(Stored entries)
· · ·
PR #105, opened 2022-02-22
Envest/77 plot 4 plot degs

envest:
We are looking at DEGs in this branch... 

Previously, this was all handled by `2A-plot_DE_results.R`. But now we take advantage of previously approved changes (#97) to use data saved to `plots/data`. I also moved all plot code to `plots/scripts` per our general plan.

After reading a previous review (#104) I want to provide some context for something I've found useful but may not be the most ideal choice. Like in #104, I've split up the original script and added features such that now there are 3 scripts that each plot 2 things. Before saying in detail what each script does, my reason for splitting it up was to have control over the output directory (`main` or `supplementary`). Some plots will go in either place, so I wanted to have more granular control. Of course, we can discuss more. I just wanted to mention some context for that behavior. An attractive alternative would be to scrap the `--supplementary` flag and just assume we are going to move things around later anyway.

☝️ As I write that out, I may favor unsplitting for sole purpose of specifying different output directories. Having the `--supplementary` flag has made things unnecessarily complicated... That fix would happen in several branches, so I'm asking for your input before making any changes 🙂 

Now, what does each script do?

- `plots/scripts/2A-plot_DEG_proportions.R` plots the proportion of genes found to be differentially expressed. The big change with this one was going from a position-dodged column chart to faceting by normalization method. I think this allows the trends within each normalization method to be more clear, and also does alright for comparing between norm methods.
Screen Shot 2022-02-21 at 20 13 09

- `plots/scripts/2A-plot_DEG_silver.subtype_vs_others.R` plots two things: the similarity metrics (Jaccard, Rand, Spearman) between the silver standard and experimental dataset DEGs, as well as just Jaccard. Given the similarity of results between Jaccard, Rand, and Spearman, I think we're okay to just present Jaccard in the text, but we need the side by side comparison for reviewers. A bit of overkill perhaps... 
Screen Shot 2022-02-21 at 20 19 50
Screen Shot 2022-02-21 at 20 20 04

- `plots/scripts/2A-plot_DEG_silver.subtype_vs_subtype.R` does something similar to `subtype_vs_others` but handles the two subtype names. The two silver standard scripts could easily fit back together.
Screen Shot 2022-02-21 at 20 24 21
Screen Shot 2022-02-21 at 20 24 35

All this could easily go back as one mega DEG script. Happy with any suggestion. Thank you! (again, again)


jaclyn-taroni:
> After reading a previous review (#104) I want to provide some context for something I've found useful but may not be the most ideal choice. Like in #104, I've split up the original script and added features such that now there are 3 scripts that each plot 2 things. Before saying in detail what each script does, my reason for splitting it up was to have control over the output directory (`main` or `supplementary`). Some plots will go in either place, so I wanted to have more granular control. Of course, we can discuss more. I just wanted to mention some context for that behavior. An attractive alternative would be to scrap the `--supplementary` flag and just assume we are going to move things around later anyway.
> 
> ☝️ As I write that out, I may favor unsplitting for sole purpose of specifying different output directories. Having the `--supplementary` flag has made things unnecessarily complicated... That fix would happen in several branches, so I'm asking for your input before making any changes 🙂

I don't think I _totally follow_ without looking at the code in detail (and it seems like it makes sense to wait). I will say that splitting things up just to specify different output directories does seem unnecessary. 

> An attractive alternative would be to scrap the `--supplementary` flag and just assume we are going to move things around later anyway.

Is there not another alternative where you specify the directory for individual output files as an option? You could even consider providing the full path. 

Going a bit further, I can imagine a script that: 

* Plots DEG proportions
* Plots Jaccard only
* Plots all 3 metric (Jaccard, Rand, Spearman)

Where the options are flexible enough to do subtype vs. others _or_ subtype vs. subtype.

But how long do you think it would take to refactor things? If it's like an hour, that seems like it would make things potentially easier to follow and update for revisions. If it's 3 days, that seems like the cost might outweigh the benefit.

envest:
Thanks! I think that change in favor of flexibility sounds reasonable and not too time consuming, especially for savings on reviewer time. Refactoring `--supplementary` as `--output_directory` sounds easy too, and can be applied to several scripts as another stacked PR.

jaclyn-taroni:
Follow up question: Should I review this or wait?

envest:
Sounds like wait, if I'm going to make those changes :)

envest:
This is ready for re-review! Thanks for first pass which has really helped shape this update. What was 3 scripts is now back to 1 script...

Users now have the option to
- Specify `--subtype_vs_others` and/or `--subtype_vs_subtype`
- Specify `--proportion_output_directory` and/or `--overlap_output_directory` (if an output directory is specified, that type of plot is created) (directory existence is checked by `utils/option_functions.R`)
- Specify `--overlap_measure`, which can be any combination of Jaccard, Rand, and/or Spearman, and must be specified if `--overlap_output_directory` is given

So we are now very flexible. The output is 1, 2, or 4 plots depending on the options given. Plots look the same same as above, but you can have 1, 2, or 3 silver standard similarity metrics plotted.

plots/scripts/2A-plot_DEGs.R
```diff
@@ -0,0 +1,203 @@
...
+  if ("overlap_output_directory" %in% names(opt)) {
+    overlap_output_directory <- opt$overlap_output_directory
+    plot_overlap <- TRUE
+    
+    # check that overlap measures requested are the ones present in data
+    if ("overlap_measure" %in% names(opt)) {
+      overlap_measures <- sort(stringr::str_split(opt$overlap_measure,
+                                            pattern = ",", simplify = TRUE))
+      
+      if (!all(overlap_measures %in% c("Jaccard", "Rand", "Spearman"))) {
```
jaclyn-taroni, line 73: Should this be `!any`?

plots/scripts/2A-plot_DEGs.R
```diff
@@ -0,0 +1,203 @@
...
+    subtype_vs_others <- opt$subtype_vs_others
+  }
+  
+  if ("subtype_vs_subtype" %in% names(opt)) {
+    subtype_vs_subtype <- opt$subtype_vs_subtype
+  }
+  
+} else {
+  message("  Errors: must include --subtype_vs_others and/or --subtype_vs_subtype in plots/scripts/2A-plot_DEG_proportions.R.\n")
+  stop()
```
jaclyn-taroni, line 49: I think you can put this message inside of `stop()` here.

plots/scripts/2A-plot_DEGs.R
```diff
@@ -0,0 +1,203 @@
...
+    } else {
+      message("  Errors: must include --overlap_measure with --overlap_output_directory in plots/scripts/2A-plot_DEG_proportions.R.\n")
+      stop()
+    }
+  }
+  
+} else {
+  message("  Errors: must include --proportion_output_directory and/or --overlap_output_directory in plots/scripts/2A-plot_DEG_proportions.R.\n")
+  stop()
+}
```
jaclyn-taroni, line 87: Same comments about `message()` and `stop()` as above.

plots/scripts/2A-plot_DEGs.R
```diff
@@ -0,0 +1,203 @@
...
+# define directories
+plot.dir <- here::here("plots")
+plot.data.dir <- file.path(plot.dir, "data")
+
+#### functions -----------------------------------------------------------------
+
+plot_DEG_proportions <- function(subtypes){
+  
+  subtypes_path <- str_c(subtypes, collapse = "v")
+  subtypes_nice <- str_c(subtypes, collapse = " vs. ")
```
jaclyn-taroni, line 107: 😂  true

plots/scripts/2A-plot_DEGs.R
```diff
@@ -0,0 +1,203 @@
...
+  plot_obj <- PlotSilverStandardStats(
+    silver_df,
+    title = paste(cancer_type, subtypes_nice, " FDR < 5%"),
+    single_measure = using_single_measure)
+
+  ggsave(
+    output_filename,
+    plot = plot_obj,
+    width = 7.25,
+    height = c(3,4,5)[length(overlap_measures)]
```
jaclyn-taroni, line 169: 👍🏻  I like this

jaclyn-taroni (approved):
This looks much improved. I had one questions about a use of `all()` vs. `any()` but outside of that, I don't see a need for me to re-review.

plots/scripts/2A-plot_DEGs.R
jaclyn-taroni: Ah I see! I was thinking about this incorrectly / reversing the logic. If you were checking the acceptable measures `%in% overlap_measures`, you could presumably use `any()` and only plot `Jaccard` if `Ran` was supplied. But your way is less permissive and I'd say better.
· · ·
> Problem to work on: Starting at the line above that holds "Is there not" and ending at the line that holds "Where the options", transcribe each line exactly and include no other lines.

> Solution for this problem:
Is there not another alternative where you specify the directory for individual output files as an option? You could even consider providing the full path. 

Going a bit further, I can imagine a script that: 

* Plots DEG proportions
* Plots Jaccard only
* Plots all 3 metric (Jaccard, Rand, Spearman)

Where the options are flexible enough to do subtype vs. others _or_ subtype vs. subtype.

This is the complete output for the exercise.